9. The sensor of claim 8, wherein the outer circular portion extends circumferentially around the circular striped portion, and defines a gap in proximity to the second electrical lead.

10. The sensor of claim 8, wherein the electrically conductive heating element further comprises a first inner circular portion coupled between the first end of the first heating element strip and the outer circular portion.

11. The sensor of claim 10, wherein the first inner circular portion has an oscillating shape to fill a space between a first subset of the plurality of heating element strips and the outer circular portion.

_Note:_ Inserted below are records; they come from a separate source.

PR #1173, opened 2021-02-10
Stop removing last char of stop_id

alkino:
It seems to come from an old time, cannot find why in history. Sources have changed a lot of time.


alkino:
https://wiki.openstreetmap.org/wiki/Key:uic_ref

`The UIC station reference always consists of 7 digits`

Issue #1174, opened 2021-02-11
Add integration of operator:wikidata from name-suggestion-index


nuxper:
name-suggestion-index added a list of operators and the corresponding operator:wikidata
This will be integrated in future version of id but the list already exists.

I suggest to add the detection of operator matching an entry in name-suggestion-index

FOREACH node
   IF node has the "operator" tag but no "operator:wikidata" tag 
        IF "operator" is in name-suggestion-index
            suggest adding the operator:wikidata from name-suggestion-index
      
I can work on this but would like your feedback first:
* Do you agree with the idea ?
* Should I create a new plugin or complete the TagFix_Brand.py or create a TagFix_Operator.py ?
* If I should create a new plugin, what item class id should I use ?

frodrigo:
I am ok with it.
I see no need to create a new plugin. Just a new class in it under the same item.

cc @nlehuby

nuxper:
ok for me
so item 3130 class 31302 ? I'm not completely clear on the item / class / subclass notions ;)
do I need to register the class to the frontend somehow ?

frodrigo:
Yes this class is free 
http://osmose.openstreetmap.fr/en/errors/?item=3130&class=31302

FYI https://github.com/osm-fr/osmose-backend/blob/master/doc/0-Index.md#concepts-of-osmose-qa-issue

frodrigo:
It is the goal to have all this tags? That a lot!

![imagen](https://user-images.githubusercontent.com/1785486/108760093-80df9500-754d-11eb-87f1-9b1671790c1d.png)

nuxper:
Yes I'm a bit hesitant on the subject too.
I see the same problem with post_boxes.
The problem is more with the name-suggestion-index than the plugin I believe. I think atms and post_boxes shouldn't include that many tags.
My point of view: the information is actually accurate. Those tag values are correct and legitimate. But does the community want to have all those tags on all the atms and post_boxes ? not sure.
I'll open an issue on the name-suggestion-index on the matter to discuss and link it here. Worst case I could limit the plugin to only add operator:wikidata but I think it would be fixing the problem in the wrong place.

frodrigo:
I got this stange suggestion

http://osmose.openstreetmap.fr/en/map/#zoom=18&lat=44.81259&lon=-0.590057&item=xxxx&level=1%2C2%2C3&tags=&fixable=josm&issue_uuid=c70da878-6848-8afe-ed37-099cebead1b7

[...]

PR #1183, opened 2021-02-17
Added integration of operator:wikidata from name-suggestion-index. Solves #1174

nuxper:
Note : I didn't change the name of the whole class and file as I'm not sure of the consequences. I could change them to TagFix_Nsi.py if you prefer but I'm not sure of the consequences ?

Note : I tested this on the Rhône and it seems ok.


frodrigo:
Look good to me.

frodrigo:
Thank you.

Issue #1165, opened 2021-02-06
merge_public_equipment_FR_lyon_toilets source nor more available


frodrigo:
The data source for city of Lyon is no more available. But a new one the the Métropole is.
https://data.grandlyon.com/jeux-de-donnees/toilettes-publiques-metropole-lyon-v2-0-0/telechargements
analyser_merge_public_equipment_FR_lyon_toilets.py

@PanierAvide interested in fixing this?

frodrigo:
Deployed
http://osmose.openstreetmap.fr/fr/errors/?item=8180,8181,8182&class=33,34,35&useDevItem=all

@jocelynj 
Item 8181,8182 to be activated

frodrigo:
Enabled.

PR #1193, opened 2021-02-24
Update merge_defibrillators_FR

PanierAvide:
Various improvements on GeoDAE defibrillators merge analyser :
- Use GeoJSON as source format (CSV was causing errors)
- Re-introduce `ref:FR:GeoDAE` as ID was stabilized on GeoDAE dataset (and confirmed by a check I've made at 2 weeks interval)
- Moved annex tags in mapping2 (by the way, [doc could be clarified](https://github.com/osm-fr/osmose-backend/blob/master/doc/4-Merge.md#mapping) on the true reason of separating mapping1 and 2, I'm not sure myself what it changes : mapping2 tags changes are not considered for updates selection ?)

### DIFF
--- a/analysers/analyser_merge_defibrillators_FR.py
+++ b/analysers/analyser_merge_defibrillators_FR.py
@@ -21,7 +21,7 @@
 ###########################################################################
 
 from modules.OsmoseTranslation import T_
-from .Analyser_Merge import Analyser_Merge, Source, CSV, Load, Conflate, Select, Mapping
+from .Analyser_Merge import Analyser_Merge, Source, GeoJSON, Load, Conflate, Select, Mapping
 import unidecode
 import re
 from modules import reaccentue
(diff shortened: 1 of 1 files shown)


frodrigo:
>     * Moved annex tags in mapping2 (by the way, [doc could be clarified](https://github.com/osm-fr/osmose-backend/blob/master/doc/4-Merge.md#mapping) on the true reason of separating mapping1 and 2, I'm not sure myself what it changes : mapping2 tags changes are not considered for updates selection ?)

Yes, that the only point, change in mapping2 tags are not trigger an update suggestion. While there are still included in creation and update.

frodrigo:
I see it, maybe not on all yet. We deploy yesterday.
http://osmose.openstreetmap.fr/fr/error/e2ab3b70-c023-412a-c017-0c82ac289d10

PanierAvide:
Oh OK, I thought this was deployed before yesterday so that's why I was worried for it not being present. And what about items 8371 / 8372 ? Issues will also arrive in the following days ?

frodrigo:
Still to be enabled https://github.com/osm-fr/osmose-backend/issues/1165#issuecomment-776919236

PR #1195, opened 2021-02-24
Do not display unnecessary error message

archie83:
When osmose_run.py is run with the "--skip-upload", it shouldn't display an error message about missing password for upload.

12. The sensor of claim 8, wherein the electrically conductive heating element further comprises a second inner circular portion coupled to the second electrical lead, and wherein the first end of the second heating element strip is coupled to the second inner circular portion.

13. The sensor of claim 12, wherein the second inner circular portion has an oscillating shape to fill a space between a second subset of the plurality of heating element strips and the outer circular portion.

14. The sensor of claim 7, wherein the first electrical lead is disposed closer to the second heating element strip and the second electrical lead is disposed closer to the first heating element strip in the first direction.

15. The sensor of claim 1, wherein the electrically conductive heating element is etched onto the base.

16. The sensor of claim 1, wherein the electrically conductive heating element is made of nickel or platinum.

17. The sensor of claim 1, wherein the base is made of an electrical insulating material.

18. The sensor of claim 1, further comprising a cover bonded to the base to secure the electrically conductive heating element in place.

19. The sensor of claim 18, wherein the cover is made of an electrical insulating material.

20. Use of the sensor of claim 1 for measuring thermophysical properties of a sample material.